Problem description:
Within the entries below, find the portion that opens with the line containing "handleEl.dispatchEvent(makeTouchEvent('touchend', 100, 200));" and closes with the line containing "writes below it.". Retype that portion exactly and only.

Records for this exercise:
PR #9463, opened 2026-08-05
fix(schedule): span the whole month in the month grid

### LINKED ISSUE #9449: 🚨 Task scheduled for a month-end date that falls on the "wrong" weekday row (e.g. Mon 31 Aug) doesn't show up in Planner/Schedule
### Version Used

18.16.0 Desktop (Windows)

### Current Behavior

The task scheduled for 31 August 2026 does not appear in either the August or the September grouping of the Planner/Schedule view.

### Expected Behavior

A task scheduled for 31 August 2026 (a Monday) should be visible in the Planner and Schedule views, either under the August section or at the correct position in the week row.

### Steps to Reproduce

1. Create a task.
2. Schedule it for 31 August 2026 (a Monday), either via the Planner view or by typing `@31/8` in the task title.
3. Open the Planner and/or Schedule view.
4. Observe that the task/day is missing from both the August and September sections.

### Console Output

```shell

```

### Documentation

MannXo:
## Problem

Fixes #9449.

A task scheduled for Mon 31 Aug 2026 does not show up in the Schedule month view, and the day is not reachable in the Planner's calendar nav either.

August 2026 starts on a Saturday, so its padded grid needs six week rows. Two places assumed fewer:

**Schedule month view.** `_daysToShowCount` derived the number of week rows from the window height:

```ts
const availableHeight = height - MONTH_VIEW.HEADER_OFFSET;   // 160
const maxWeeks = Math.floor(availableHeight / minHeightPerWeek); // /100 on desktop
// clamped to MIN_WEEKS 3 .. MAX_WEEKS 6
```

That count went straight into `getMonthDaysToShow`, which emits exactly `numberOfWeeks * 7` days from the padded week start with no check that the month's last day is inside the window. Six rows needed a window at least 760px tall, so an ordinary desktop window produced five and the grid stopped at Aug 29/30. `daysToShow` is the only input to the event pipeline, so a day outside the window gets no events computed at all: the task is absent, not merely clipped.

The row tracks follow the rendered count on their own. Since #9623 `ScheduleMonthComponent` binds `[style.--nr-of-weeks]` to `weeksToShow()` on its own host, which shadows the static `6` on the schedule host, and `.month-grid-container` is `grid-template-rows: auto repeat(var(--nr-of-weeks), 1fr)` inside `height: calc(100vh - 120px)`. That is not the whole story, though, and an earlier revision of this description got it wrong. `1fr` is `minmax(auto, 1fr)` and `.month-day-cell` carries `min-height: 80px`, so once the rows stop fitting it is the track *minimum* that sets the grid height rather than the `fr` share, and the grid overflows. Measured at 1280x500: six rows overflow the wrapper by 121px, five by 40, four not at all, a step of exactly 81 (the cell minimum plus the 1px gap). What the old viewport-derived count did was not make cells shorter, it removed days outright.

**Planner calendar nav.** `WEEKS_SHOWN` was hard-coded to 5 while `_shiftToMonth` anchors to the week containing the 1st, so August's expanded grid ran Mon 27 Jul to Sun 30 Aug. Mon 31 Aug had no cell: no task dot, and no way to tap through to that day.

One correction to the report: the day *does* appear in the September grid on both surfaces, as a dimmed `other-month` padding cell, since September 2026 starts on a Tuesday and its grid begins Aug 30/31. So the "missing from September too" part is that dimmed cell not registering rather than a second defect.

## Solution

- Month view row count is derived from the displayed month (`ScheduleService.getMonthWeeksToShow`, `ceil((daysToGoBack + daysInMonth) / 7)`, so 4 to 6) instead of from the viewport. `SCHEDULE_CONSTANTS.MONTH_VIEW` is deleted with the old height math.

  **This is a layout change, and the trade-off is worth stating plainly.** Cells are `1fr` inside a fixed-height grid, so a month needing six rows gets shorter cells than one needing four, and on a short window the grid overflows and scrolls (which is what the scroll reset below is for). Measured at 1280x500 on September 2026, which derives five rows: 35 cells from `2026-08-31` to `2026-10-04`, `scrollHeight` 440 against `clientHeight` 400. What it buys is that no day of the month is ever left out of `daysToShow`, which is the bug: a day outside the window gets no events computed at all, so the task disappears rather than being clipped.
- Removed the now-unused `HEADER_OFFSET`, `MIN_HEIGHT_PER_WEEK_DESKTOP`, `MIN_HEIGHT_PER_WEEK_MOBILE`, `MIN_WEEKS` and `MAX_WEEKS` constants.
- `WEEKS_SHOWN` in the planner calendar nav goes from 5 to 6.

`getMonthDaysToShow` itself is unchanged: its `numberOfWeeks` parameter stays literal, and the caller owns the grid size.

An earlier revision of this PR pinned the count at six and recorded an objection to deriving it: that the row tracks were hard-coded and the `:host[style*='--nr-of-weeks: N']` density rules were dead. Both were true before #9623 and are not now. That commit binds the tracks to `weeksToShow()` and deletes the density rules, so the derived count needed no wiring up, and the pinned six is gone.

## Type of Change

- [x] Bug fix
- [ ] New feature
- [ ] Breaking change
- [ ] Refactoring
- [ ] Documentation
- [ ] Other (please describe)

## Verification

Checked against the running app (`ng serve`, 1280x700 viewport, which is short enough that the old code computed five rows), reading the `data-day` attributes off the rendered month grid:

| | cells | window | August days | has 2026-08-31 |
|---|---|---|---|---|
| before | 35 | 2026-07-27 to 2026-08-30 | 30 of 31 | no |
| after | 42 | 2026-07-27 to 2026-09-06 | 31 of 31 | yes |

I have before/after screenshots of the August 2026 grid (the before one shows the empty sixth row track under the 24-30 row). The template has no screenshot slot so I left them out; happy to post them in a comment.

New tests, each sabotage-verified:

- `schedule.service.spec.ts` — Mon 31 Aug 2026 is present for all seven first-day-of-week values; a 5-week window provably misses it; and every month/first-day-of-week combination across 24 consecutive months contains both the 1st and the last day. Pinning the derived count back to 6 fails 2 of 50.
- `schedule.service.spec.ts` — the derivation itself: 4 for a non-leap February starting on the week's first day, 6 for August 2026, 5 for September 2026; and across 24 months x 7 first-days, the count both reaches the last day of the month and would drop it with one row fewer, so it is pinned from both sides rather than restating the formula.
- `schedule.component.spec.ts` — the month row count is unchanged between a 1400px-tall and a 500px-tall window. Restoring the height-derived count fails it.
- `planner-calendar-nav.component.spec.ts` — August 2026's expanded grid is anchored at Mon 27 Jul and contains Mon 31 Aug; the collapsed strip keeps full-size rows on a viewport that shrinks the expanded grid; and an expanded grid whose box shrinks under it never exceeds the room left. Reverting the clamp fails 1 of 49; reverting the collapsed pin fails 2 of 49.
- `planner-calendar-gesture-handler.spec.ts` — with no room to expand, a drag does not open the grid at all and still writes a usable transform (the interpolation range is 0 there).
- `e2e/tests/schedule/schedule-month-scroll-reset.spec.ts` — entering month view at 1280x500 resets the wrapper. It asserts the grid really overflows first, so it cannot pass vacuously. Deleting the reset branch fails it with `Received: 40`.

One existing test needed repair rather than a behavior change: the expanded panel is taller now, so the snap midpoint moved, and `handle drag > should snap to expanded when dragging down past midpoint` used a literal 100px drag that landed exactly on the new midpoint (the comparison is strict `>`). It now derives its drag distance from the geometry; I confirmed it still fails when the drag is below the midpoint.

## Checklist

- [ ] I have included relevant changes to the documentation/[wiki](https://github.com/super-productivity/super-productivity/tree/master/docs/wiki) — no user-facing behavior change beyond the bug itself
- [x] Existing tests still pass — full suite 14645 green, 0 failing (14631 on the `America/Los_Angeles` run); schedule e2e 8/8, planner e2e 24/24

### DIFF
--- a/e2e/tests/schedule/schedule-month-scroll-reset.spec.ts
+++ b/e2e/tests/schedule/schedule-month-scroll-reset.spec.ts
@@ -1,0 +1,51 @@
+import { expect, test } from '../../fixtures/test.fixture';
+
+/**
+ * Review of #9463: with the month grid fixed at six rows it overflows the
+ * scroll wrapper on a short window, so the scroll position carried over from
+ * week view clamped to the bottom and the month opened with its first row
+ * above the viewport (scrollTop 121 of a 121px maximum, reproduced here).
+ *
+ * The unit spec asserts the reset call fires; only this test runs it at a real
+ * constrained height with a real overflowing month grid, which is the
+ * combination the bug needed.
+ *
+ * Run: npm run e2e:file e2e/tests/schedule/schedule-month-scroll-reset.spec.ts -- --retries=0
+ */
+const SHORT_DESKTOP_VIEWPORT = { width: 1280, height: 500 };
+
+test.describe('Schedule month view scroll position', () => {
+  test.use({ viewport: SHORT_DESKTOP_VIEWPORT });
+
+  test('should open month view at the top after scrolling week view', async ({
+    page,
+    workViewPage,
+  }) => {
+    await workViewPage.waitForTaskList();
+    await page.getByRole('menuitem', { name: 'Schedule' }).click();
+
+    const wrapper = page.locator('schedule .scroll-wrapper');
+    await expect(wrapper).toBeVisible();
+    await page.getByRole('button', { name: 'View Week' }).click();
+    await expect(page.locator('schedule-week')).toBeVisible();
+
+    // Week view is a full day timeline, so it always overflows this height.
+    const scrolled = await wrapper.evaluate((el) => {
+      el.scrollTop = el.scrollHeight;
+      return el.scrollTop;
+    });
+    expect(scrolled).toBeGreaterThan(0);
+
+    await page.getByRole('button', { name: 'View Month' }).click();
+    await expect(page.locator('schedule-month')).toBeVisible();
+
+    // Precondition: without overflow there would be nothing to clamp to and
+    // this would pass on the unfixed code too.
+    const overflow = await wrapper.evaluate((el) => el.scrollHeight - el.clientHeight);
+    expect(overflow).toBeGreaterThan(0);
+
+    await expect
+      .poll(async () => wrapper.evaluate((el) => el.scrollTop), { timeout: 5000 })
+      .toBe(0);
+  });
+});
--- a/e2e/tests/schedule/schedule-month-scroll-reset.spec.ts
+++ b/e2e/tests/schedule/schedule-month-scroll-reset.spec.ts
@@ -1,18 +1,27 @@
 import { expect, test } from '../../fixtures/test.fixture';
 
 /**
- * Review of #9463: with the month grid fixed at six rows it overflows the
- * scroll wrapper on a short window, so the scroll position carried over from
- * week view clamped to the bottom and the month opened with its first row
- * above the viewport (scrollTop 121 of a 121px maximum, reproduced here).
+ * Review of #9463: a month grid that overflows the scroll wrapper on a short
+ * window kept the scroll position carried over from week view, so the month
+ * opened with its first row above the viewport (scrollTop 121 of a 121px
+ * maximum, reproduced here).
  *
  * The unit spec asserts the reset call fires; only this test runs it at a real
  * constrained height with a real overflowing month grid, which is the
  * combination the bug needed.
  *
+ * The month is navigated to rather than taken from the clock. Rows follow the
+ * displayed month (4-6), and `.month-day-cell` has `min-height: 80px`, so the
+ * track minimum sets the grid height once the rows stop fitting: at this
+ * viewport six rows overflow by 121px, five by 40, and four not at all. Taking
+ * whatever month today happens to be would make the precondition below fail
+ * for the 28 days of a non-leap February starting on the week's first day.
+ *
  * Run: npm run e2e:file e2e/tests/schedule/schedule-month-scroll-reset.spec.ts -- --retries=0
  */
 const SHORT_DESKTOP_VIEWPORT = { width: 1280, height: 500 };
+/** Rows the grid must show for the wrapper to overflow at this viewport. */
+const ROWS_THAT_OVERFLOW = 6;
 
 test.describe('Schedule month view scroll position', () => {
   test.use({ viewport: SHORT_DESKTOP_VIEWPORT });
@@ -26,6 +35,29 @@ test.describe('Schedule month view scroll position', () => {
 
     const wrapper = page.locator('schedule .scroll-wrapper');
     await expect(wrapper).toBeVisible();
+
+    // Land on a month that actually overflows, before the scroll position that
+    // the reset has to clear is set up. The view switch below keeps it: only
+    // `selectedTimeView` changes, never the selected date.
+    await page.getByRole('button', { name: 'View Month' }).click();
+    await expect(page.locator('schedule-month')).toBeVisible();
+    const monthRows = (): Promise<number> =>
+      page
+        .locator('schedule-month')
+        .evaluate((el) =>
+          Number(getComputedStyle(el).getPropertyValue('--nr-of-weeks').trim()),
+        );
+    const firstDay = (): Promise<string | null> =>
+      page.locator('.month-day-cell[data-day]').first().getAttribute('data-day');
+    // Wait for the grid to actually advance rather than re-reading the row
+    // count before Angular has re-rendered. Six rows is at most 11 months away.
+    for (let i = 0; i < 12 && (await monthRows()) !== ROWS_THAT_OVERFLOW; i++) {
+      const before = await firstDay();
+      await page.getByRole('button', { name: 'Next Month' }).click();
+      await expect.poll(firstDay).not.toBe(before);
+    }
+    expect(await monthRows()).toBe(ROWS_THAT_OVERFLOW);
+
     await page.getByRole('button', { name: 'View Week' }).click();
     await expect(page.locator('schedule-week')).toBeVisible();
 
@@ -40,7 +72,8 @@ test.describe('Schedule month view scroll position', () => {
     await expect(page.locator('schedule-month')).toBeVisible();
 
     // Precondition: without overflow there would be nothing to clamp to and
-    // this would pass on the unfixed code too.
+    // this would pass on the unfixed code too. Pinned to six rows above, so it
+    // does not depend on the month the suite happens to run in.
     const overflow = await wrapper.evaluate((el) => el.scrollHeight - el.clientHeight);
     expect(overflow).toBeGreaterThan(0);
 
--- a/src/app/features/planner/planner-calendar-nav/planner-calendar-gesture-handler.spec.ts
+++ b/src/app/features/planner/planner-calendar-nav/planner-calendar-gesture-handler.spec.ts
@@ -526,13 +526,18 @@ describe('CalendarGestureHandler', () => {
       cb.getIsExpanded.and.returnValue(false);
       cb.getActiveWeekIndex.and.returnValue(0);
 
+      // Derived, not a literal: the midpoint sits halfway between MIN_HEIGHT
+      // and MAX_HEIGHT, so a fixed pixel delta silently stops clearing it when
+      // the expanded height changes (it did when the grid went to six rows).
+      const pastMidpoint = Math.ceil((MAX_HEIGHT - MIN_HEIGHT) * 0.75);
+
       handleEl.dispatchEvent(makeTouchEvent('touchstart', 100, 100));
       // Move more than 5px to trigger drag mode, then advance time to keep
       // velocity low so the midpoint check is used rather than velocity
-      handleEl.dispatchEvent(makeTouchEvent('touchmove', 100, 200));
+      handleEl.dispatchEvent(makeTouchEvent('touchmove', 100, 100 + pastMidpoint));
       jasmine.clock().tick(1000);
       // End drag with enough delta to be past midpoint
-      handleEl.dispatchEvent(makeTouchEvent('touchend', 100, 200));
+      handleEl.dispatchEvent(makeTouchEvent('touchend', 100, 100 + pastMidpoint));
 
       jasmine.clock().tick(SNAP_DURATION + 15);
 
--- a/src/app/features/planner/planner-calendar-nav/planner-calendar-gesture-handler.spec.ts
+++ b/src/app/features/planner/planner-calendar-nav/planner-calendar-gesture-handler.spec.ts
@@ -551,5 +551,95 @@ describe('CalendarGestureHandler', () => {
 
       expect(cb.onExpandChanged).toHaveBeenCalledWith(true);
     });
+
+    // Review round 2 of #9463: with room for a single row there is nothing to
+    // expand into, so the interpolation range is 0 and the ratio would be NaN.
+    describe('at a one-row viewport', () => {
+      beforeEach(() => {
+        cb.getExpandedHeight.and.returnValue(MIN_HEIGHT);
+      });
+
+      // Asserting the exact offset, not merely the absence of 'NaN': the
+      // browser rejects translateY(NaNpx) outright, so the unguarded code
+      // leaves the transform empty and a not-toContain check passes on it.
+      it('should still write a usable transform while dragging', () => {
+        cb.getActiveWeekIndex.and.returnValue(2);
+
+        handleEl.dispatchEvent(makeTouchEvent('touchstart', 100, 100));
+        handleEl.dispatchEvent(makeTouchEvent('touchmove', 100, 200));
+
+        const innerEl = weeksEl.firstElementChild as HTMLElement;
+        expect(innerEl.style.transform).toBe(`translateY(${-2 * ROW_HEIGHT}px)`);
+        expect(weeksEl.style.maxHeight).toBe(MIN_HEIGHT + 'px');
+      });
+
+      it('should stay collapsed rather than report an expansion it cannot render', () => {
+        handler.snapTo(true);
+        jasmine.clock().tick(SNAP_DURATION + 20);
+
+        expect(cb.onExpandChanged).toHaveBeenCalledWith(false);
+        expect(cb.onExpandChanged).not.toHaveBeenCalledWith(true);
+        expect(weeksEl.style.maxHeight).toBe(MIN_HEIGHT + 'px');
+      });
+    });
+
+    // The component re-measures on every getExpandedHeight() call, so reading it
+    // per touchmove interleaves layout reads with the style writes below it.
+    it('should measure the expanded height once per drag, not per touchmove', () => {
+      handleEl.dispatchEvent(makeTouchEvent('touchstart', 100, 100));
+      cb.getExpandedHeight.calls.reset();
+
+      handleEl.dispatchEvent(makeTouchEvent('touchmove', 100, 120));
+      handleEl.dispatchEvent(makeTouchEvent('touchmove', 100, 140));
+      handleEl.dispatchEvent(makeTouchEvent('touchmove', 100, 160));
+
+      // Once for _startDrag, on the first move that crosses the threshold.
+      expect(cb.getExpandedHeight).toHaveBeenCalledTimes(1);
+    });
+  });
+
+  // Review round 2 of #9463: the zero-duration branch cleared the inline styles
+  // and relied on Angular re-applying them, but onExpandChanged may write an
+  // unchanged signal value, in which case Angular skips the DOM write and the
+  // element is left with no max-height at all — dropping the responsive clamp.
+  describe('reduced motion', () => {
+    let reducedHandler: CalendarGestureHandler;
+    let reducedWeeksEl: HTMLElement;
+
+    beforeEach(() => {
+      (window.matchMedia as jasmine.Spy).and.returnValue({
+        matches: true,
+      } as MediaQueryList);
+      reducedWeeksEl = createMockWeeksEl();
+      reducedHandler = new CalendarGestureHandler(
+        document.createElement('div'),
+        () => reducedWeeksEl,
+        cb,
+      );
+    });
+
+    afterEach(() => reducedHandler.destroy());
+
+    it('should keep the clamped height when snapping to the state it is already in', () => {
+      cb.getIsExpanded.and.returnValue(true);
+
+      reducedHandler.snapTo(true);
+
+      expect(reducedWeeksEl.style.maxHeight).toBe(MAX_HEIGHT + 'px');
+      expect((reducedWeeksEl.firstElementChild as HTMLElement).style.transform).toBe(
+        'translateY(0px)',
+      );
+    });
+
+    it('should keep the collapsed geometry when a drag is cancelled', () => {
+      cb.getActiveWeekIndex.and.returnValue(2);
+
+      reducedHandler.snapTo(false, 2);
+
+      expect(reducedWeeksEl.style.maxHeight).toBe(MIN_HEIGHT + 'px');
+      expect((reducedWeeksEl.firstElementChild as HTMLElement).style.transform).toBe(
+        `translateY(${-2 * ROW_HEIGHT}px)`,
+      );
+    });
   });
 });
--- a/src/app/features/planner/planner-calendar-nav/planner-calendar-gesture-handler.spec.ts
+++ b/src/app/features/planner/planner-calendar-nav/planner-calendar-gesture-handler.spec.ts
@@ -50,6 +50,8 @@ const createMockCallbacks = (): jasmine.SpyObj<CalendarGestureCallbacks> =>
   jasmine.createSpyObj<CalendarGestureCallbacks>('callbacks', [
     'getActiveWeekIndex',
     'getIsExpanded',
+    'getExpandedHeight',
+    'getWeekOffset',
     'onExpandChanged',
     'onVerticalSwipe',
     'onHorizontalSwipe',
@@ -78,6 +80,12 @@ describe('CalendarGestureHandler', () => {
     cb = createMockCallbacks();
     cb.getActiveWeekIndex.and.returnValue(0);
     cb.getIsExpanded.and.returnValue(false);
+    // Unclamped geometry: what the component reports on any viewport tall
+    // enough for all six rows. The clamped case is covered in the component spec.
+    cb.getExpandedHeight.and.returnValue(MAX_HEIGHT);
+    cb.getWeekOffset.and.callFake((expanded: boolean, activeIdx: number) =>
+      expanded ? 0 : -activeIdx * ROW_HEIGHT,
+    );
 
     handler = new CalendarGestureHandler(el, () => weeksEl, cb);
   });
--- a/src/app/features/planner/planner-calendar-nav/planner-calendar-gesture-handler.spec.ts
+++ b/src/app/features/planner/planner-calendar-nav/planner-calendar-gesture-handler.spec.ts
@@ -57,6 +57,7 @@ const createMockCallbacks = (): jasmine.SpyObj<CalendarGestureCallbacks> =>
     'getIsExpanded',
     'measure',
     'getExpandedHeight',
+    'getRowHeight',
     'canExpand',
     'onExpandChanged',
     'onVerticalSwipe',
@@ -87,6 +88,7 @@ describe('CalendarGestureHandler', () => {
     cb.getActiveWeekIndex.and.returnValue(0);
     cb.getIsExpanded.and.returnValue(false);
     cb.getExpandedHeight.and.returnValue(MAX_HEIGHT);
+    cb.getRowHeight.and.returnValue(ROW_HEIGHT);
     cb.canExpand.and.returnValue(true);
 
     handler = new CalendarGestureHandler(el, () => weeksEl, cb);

--

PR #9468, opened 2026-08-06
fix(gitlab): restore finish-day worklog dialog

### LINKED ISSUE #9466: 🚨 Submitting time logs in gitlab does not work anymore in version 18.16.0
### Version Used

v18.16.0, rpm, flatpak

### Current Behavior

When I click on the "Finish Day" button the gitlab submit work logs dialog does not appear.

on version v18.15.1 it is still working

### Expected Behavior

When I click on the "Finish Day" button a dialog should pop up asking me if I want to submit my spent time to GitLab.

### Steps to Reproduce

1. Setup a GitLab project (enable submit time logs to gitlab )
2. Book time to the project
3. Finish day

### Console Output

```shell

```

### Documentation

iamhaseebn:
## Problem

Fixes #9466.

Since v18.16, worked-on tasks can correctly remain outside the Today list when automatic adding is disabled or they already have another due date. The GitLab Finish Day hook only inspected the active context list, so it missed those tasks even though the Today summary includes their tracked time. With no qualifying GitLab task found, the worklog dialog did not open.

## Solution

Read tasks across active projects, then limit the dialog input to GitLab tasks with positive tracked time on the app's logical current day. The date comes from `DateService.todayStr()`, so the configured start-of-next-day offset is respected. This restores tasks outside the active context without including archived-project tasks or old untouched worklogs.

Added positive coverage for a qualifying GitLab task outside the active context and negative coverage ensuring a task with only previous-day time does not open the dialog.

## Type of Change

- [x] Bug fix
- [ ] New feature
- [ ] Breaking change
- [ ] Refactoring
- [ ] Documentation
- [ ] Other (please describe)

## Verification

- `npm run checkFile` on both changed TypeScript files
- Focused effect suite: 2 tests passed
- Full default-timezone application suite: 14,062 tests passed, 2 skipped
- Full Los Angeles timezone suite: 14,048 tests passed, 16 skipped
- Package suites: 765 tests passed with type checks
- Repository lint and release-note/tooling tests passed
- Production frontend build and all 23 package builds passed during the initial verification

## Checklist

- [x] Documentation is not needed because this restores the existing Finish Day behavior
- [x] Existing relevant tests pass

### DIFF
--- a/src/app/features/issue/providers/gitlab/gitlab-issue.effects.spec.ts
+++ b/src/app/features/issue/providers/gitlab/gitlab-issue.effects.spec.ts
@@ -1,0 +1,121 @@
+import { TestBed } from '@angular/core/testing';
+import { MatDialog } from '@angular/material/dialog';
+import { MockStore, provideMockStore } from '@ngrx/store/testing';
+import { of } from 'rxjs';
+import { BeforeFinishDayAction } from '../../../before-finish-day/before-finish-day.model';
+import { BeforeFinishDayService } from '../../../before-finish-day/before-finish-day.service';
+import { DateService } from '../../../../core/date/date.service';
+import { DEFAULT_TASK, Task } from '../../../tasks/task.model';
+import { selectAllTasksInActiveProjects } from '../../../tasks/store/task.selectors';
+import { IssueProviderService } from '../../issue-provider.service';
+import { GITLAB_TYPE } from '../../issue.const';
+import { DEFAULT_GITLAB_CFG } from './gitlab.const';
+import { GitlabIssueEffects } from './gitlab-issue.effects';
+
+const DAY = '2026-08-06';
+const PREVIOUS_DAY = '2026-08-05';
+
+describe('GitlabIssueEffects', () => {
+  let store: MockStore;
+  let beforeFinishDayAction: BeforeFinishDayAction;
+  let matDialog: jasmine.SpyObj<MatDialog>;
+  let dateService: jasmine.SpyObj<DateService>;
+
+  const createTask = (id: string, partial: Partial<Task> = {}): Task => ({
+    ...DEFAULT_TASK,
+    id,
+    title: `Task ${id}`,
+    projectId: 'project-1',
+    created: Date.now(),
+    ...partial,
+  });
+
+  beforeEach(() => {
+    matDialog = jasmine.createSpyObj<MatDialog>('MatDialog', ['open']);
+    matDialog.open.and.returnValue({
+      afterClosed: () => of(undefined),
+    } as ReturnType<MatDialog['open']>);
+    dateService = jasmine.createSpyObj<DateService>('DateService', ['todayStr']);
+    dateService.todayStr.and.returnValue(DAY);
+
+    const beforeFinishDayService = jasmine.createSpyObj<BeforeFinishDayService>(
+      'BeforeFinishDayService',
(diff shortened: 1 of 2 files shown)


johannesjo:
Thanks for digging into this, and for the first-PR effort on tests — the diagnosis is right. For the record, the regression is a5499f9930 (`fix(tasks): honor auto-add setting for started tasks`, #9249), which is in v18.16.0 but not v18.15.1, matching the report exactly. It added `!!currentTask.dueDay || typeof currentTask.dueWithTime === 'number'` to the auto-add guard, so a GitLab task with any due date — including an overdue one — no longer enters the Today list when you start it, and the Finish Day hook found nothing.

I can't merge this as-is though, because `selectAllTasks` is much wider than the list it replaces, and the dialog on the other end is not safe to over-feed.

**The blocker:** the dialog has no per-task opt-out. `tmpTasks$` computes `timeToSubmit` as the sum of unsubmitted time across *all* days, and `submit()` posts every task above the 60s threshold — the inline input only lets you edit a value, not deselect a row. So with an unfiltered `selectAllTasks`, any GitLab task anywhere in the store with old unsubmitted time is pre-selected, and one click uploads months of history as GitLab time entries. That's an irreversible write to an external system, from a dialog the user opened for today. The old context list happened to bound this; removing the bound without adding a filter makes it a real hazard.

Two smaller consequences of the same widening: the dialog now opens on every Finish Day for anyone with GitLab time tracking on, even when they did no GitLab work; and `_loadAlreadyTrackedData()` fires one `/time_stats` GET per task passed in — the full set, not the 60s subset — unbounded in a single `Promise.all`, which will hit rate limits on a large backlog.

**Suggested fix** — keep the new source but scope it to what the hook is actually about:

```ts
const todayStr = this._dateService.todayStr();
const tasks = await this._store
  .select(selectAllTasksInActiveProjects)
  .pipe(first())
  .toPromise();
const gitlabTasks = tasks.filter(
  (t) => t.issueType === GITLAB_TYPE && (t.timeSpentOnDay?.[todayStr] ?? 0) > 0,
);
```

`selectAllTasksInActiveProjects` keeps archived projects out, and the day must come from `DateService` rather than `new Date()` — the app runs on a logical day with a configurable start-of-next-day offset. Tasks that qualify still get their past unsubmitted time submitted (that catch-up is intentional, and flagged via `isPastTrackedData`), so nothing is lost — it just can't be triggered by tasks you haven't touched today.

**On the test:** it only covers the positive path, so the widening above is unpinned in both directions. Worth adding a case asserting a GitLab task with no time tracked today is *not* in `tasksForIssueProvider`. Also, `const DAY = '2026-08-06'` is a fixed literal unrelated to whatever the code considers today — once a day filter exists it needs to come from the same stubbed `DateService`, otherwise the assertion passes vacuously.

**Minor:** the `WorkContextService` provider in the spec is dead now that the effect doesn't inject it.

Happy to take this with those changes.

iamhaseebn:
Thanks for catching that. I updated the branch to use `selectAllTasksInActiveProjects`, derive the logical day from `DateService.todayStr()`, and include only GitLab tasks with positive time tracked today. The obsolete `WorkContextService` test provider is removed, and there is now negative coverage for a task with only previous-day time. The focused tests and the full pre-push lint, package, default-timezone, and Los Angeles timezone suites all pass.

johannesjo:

Reply to the exercise:
-      handleEl.dispatchEvent(makeTouchEvent('touchend', 100, 200));
+      handleEl.dispatchEvent(makeTouchEvent('touchend', 100, 100 + pastMidpoint));
 
       jasmine.clock().tick(SNAP_DURATION + 15);
 
--- a/src/app/features/planner/planner-calendar-nav/planner-calendar-gesture-handler.spec.ts
+++ b/src/app/features/planner/planner-calendar-nav/planner-calendar-gesture-handler.spec.ts
@@ -551,5 +551,95 @@ describe('CalendarGestureHandler', () => {
 
       expect(cb.onExpandChanged).toHaveBeenCalledWith(true);
     });
+
+    // Review round 2 of #9463: with room for a single row there is nothing to
+    // expand into, so the interpolation range is 0 and the ratio would be NaN.
+    describe('at a one-row viewport', () => {
+      beforeEach(() => {
+        cb.getExpandedHeight.and.returnValue(MIN_HEIGHT);
+      });
+
+      // Asserting the exact offset, not merely the absence of 'NaN': the
+      // browser rejects translateY(NaNpx) outright, so the unguarded code
+      // leaves the transform empty and a not-toContain check passes on it.
+      it('should still write a usable transform while dragging', () => {
+        cb.getActiveWeekIndex.and.returnValue(2);
+
+        handleEl.dispatchEvent(makeTouchEvent('touchstart', 100, 100));
+        handleEl.dispatchEvent(makeTouchEvent('touchmove', 100, 200));
+
+        const innerEl = weeksEl.firstElementChild as HTMLElement;
+        expect(innerEl.style.transform).toBe(`translateY(${-2 * ROW_HEIGHT}px)`);
+        expect(weeksEl.style.maxHeight).toBe(MIN_HEIGHT + 'px');
+      });
+
+      it('should stay collapsed rather than report an expansion it cannot render', () => {
+        handler.snapTo(true);
+        jasmine.clock().tick(SNAP_DURATION + 20);
+
+        expect(cb.onExpandChanged).toHaveBeenCalledWith(false);
+        expect(cb.onExpandChanged).not.toHaveBeenCalledWith(true);
+        expect(weeksEl.style.maxHeight).toBe(MIN_HEIGHT + 'px');
+      });
+    });
+
+    // The component re-measures on every getExpandedHeight() call, so reading it
+    // per touchmove interleaves layout reads with the style writes below it.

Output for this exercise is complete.